The importance of respiratory complex I

How essential is plant CI to embryo development? It is a matter of controversy. The phenotypes of individual ca (and a few other) mutants affected in CI biogenesis are barely distinguishable from those of wild-type plants. However, CI deficiencies in many other plants strongly affect cellular physiology and plant development (although the plants are typically able to germinate and develop under normal growth conditions; see, for example, Keren , and Cohen ). Arabidopsis mutants that are completely lacking CI activity, due to inactivation of the catalytic core subunit, NDUFV1, demonstrated severe growth and development defective phenotypes, but could otherwise be maintained in a viable state under specific growth conditions on sugar-containing synthetic media (Kuhn ). These data strongly suggest that CI functions are not essential in plants, probably due to the presence of alternative NAD(P)H-dehydrogenases that can bypass CI (Rasmusson ).

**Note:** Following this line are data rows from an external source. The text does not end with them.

PR #2348, opened 2021-09-13
Clear the `tracingEvents` ring buffer when a fiber ends

### LINKED ISSUE #2317: Clear the `tracingEvents` ring buffer when a fiber ends
Feel free to ask me for pointers.

milanvdm:
Closes https://github.com/typelevel/cats-effect/issues/2317


djspiewak (approved):
Originally I was thinking we would just clear the data structure itself, but this is better since the internal array is fixed length.

vasilmkd:
@djspiewak Check the issue for this change, I left a similar comment there for you. 😄

djspiewak:
LOL. I think this is is better. It means that we're able to avoid the overhead of all of the object headers.

PR #2350, opened 2021-09-14
Fix Cancellation Point in Semaphore

ChristopherDavenport:
We don't want to possible cancel those wakeups at the wrong point in this flatMap chain


vasilmkd (dismissed):

vasilmkd:
Good catch!

diesalbla (dismissed):

djspiewak:
@ChristopherDavenport Can we do this against `series/3.2.x` instead please?

ChristopherDavenport:
Sorry, coded it against it but forgot to target it when I PR'd

vasilmkd (approved):

djspiewak (approved):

What is triggering the delayed embryo development phenotypes of the ca1ca2 mutant? According to the model described by Córdoba et al. (2016), plant mitochondria may harbour different CI enzymes, according to the composition of their CA domains (i.e. the majority of CI, about 80%, is dependent on the presence of the CA2 subunit, while the remaining 20% are CA1-dependent forms). It was therefore suggested that no holo-CI could be formed in the absence of both CA1 and CA2 subunits. Interestingly, these may also coincide with the accumulation of various subcomplex I particles, observed in different plant CI mutants (Meyer ; Cohen ). Such CI assembly-intermediates may function incorrectly or interfere with normal respiratory activities. Alternatively, it remains possible that the phenotypes associated with the ca1ca2 double mutant are unrelated to those of CI enzyme. Reduced (or no) CA activity in the ca1ca2 mutant may affect the TCA cycle in the embryos due to altered CO2/HCO3 – ratios. However, any speculation regarding the roles of the CAs in mitochondrial carbon-metabolism needs to be supported experimentally.